Фам фражиль красива и изысканна, как поэзия, она похожа на выцветший гобелен, на стекло, затуманенное сеточкой трещин, уже сама по себе произведение искусства
[243]. Но также и на выставочный экспонат, без психологической глубины, без функций и задач, оторванная от действительности и современности, просто выставленная на обозрение.
Если ее не сравнивали с произведением искусства, то тогда с цветком
[244]. Белые блеклые цветы — ее атрибут. Белые лилии на длинном стебле, какие держат в тонких прозрачных руках мадонны поздней готики и прерафаэлитов, мимозы, калы, белые розы, белые камелии. Кожа чахоточной швеи Мими из «Богемы» не случайно «бела шелковой белизной камелий»

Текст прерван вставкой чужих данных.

PR #1068, opened 2024-11-01
queue models: handle omitted 'centred_pos' argument

elmjag:
In the utility function` to_collect_dict()`, take into the account that `centred_pos` argument can be omitted.

Don't call `centred_pos.get_index()` if `centred_pos` is omitted or is None.

For background information, the call to `centred_pos.get_index()` have been recently introduced in this PR: https://github.com/mxcube/mxcubecore/pull/1056

The line in the diff: https://github.com/mxcube/mxcubecore/pull/1056/files#diff-5194ff6aa825f5865aa6953d626e6a91865a9be8ff8538f47613e62c80712f93R2705

### DIFF
--- a/mxcubecore/model/queue_model_objects.py
+++ b/mxcubecore/model/queue_model_objects.py
@@ -2702,7 +2702,9 @@ def to_collect_dict(data_collection, session, sample, centred_pos=None):
                 data_collection.experiment_type
             ],
             "skip_images": acq_params.skip_existing_images,
-            "position_name": centred_pos.get_index(),
+            "position_name": (
+                centred_pos.get_index() if centred_pos is not None else None
+            ),
             "motors": centred_pos.as_dict() if centred_pos is not None else {},
             "ispyb_group_data_collections": data_collection.ispyb_group_data_collections,
             "workflow_parameters": data_collection.workflow_parameters,


mxcubecore/model/queue_model_objects.py
```diff
@@ -2702,7 +2702,9 @@ def to_collect_dict(data_collection, session, sample, centred_pos=None):
                 data_collection.experiment_type
             ],
             "skip_images": acq_params.skip_existing_images,
-            "position_name": centred_pos.get_index(),
+            "position_name": (
+                centred_pos.get_index() if centred_pos is not None else None
```
rhfogh, line 2706: Why not just
   centred_pos.get_index() if centred_pos  else None
?
Or do you explicitly what to get an error if centered_pos is 0, or an empty collection?

elmjag: I'm copying the style from the line below:

`"motors": centred_pos.as_dict() if centred_pos is not None else {},`

As far as I understand, in python it's considered a good style to explicitly check for None values with `val is not None`.

marcus-oscarsson: Thanks !

rhfogh: @elmjag It depends on context, I would say. In the general case it is better to check explicitly for None, in case the value unexpectedly turned out to be something else that evaluated False, like 0.0 or an empty dictionary and you got the wrong behaviour. In this case anything that has an as_dict() function will evaluate as True, and anything that evaluates as False should return an empty dictionary (or an error). The  question question is what result you want if centred_pos is, say, a dictionary (empty or not) - an empty dictionary or an error? 

But we are down in the nitpicking here - either will do.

[245]. Она сама вышивает и вяжет искусственные цветы, особенно любит «лилии и розы»
[246]. Не только красота фам фражиль хрупка, как цветок: ее жизнь, как цветок, беззащитна и быстротечна.

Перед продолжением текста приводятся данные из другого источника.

PR #1070, opened 2024-11-04
Use types from typing for Type Hints

walesch-yan:
In #1065, I mistakenly added Type hints that use the built-in `tuple` type, which is introduced in `Python 3.9` and hence not supported in `Python 3.8`. I replaced these and some other instances I found in the code by the corresponding types from `typing`.

This mismatch seems to be a reason for a failing test in the web version mxcube/mxcubeweb#1483


marcus-oscarsson:
Nice, well done :)

rhfogh:
One more reason to upgrade to a newer minimum Python.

Этот тип женщин всегда близок к смерти, их обворожительная внешность — это красота смертельно больного человека. Их матовая бледность — признак предрасположенности к болезни, как и хрупкие голубые вены, просвечивающие сквозь почти прозрачную кожу на висках, и алые пятна на щеках. Отвратительные проявления болезни их пощадили
[247]. Сверхчувственный декаданс смаковал меланхолию преходящего бытия, легкое прикосновение смерти, не ее физиологические признаки. Фам фражиль не умирает в муках, она тихо отцветает, как прекрасный цветок, угасает, как свеча, медленно чахнет.
Декаденты не пытались, как прерафаэлиты, идеализировать женщину в ее потусторонности после смерти, они подчеркивали хрупкость и близкий конец женского существа.

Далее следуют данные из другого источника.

PR #1079, opened 2024-11-07
Initial AbstractLims with ICAT integration - Part 1

marcus-oscarsson:
This PR contains the initial work on an LIMS abstraction for MXCuBE making the LIMS system integration easier. This work provides:

  - A light abstraction to facilitate LIMS integration
  - A means to use several LIMS systems at the same time: for instance ISPyB and ICAT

Весь романтический XIX век изобиловал прелестной девичьей нежностью, образами милых, чахоточных, тихо умирающих девушек
[248]. Они увядали на оперной сцене, как Мими в «Богеме» Пуччини и «дама с камелиями» Виолетта в «Травиате» Верди. Больной чахоткой английский художник Обри Бёрдслей рисовал не только опасных фам фаталь, но и сказочно задумчивых девушек, как на виньетках к «Смерти Артура» Томаса Мэлори. «Даму с камелиями» он проиллюстрировал одновременно с хрупкостью близкой смерти и очаровательной элегантностью. Многие молодые авторы рубежа веков воспевали хрупких умирающих женщин: Гофмансталь, Рильке, венские импрессионисты, братья Генрих и Томас Манн.